_TO DO_.
An exact copy is needed of the lines from the line holding "iautom8things: Sure thing! Done 🏁" through the final line of the listing below, both included.
◆ ◆ ◆ ◆
PR #803, opened 2024-09-26
Add option for generating custom cron monitor slugs

iautom8things:
We've recently adopted the Oban integration with Sentry but have noticed that some of our jobs do not play nice with the assumptions in the library.  We have a pattern of reuse of cron workers where there's an argument that is the key differentiator.  As one example, this might be a `client_id`. 

We would like to be able to monitor these cron jobs separately.

I would be happy to add/improve more testing and/or documentation.  I really just wanted to get this opened as a starting point for discussion.

🙏 Thank you for this consideration.

### DIFF
--- a/lib/sentry/config.ex
+++ b/lib/sentry/config.ex
@@ -60,10 +60,11 @@ defmodule Sentry.Config do
               """
             ],
             monitor_name_generator: [
-              type: {:fun, 1},
+              type: :mfa,
               doc: """
-              A function that generates a monitor name based on the Oban.Job struct. This can be used
-              to create monitors specific to a Job's argument. *Available since v10.7.1*.
+              A {module, function, arguments} tuple that generates a monitor name based on the Oban.Job struct.
+              This function should only accept a single argument, the Oban.Job struct, and return a string.
+              This can be used to create monitors specific to a Job's argument. *Available since v10.7.1*.
               """
             ]
           ]
--- a/lib/sentry/config.ex
+++ b/lib/sentry/config.ex
@@ -58,6 +58,13 @@ defmodule Sentry.Config do
               Whether to enable the Oban integration. When enabled, the Sentry SDK will
               capture check-ins for Oban jobs. *Available since v10.2.0*.
               """
+            ],
+            monitor_name_generator: [
+              type: {:fun, 1},
+              doc: """
+              A function that generates a monitor name based on the Oban.Job struct. This can be used
+              create monitors that are specific to a Job's argument. *Available since v10.x.x*.
+              """
             ]
           ]
         ]
--- a/lib/sentry/config.ex
+++ b/lib/sentry/config.ex
@@ -63,7 +63,7 @@ defmodule Sentry.Config do
               type: {:fun, 1},
               doc: """
               A function that generates a monitor name based on the Oban.Job struct. This can be used
-              create monitors that are specific to a Job's argument. *Available since v10.x.x*.
+              to create monitors specific to a Job's argument. *Available since v10.7.1*.
               """
             ]
           ]
--- a/lib/sentry/config.ex
+++ b/lib/sentry/config.ex
@@ -59,12 +59,13 @@ defmodule Sentry.Config do
               capture check-ins for Oban jobs. *Available since v10.2.0*.
               """
             ],
-            monitor_name_generator: [
-              type: :mfa,
+            monitor_slug_generator: [
+              type: {:tuple, [:atom, :atom]},
+              type_doc: "`{module(), atom()}`",
               doc: """
-              A {module, function, arguments} tuple that generates a monitor name based on the Oban.Job struct.
-              This function should only accept a single argument, the Oban.Job struct, and return a string.
-              This can be used to create monitors specific to a Job's argument. *Available since v10.7.1*.
+              A `{module, function}` tuple that generates a monitor name based on the `Oban.Job` struct.
+              The function is called with the `Oban.Job` as its arguments and must return a string.
+              This can be used to customize monitor slugs. *Available since v10.8.0*.
               """
             ]
           ]
--- a/lib/sentry/integrations/oban/cron.ex
+++ b/lib/sentry/integrations/oban/cron.ex
@@ -72,16 +72,12 @@ defmodule Sentry.Integrations.Oban.Cron do
     monitor_config_opts = Sentry.Config.integrations()[:monitor_config_defaults]
 
     monitor_slug =
-      case config[:monitor_name_generator] do
+      case config[:monitor_slug_generator] do
         nil ->
           slugify(job.worker)
 
-        {mod, fun, args} when is_atom(mod) and is_atom(fun) and is_list(args) ->
-          if function_exported?(mod, fun, Enum.count(args) + 1) do
-            apply(mod, fun, [job | args]) |> slugify()
-          else
-            slugify(job.worker)
-          end
+        {mod, fun} when is_atom(mod) and is_atom(fun) ->
+          mod |> apply(fun, [job]) |> slugify()
       end
 
     case Keyword.merge(monitor_config_opts, schedule_opts(job)) do
--- a/lib/sentry/integrations/oban/cron.ex
+++ b/lib/sentry/integrations/oban/cron.ex
@@ -8,23 +8,23 @@ defmodule Sentry.Integrations.Oban.Cron do
     [:oban, :job, :exception]
   ]
 
-  @spec attach_telemetry_handler() :: :ok
-  def attach_telemetry_handler do
-    _ = :telemetry.attach_many(__MODULE__, @events, &__MODULE__.handle_event/4, :no_config)
+  @spec attach_telemetry_handler(keyword()) :: :ok
+  def attach_telemetry_handler(config \\ []) do
+    _ = :telemetry.attach_many(__MODULE__, @events, &__MODULE__.handle_event/4, config)
     :ok
   end
 
-  @spec handle_event([atom()], term(), term(), :no_config) :: :ok
-  def handle_event(event, measurements, metadata, _config)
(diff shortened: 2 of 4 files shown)


solnic:
Thanks for the PR. This sounds like a good addition to me. I approved the test run but unfortunately the tests didn't pass, any chance you could take a look and make them pass? 😄

iautom8things:
> Thanks for the PR. This sounds like a good addition to me. I approved the test run but unfortunately the tests didn't pass, any chance you could take a look and make them pass? 😄

That's odd.  In truth, I was testing my tests in isolation with `mix test --only custom_monitor_name_generator`.  For one, just to speed the testing up, but also it seems that the tests for the project are flaky, at least on `master`.

Here's a seed on my branch that my tests pass, but there's another test that fails:
```bash
 ✘ mz@mz-deca  ~/s/sentry-elixir   task/allow-custom-cron-monitor-name-generation ⁝ ✱ 
 [orbstack|default] ❯ mix test --seed 441419                                                   [10:00:16]
Wrote 37 files in 265.39 kb to: _build/test/lib/sentry/priv/sentry.map
...............................

  1) test with Plug sends two errors when a Plug process crashes if cowboy domain is not excluded (Sentry.LoggerHandlerTest)
     test/sentry/logger_handler_test.exs:99
     Assertion with == failed
     code:  assert second_event.original_exception == %RuntimeError{message: "Error"}
     left:  nil
     right: %RuntimeError{message: "Error"}
     stacktrace:
       test/sentry/logger_handler_test.exs:109: (test)

...............................................................................................................................................................................................................................................................
Finished in 2.1 seconds (0.6s async, 1.4s sync)
13 doctests, 274 tests, 1 failure

Randomized with seed 441419

```
---

On `master` the following test fails:

`mix test --seed 30420`

But the following test passes:

`mix test --seed 310035`

---

I just cleaned up the warnings about the unused variable. And I also believe I found the cause for my tests to fail, and fixed them.

But there still appears to be the same flaky test from above (`test/sentry/logger_handler_test.exs:99`) that fails about every 3rd attempt.

lib/sentry/config.ex
savhappy, line 1: @iautom8things can you also update this to say 

`A function that generates a monitor name based on the Oban.Job struct. This can be used to
              create monitors specific to a Job's argument. *Available since v10.7.1*. `

iautom8things: Sure thing! Done 🏁

whatyouhide:
I wont have time to review this this week as I’m on vacay, will review on Monday.

solnic:
> On `master` the following test fails:
> 
> `mix test --seed 30420`

I can't reproduce this. I also left running tests for like over an hour in a loop and they didn't fail :/

iautom8things:
> > On `master` the following test fails:
> > `mix test --seed 30420`
>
◆ ◆ ◆ ◆
_RESPONSE_.
iautom8things: Sure thing! Done 🏁

whatyouhide:
I wont have time to review this this week as I’m on vacay, will review on Monday.

solnic:
> On `master` the following test fails:
> 
> `mix test --seed 30420`

I can't reproduce this. I also left running tests for like over an hour in a loop and they didn't fail :/

iautom8things:
> > On `master` the following test fails:
> > `mix test --seed 30420`
>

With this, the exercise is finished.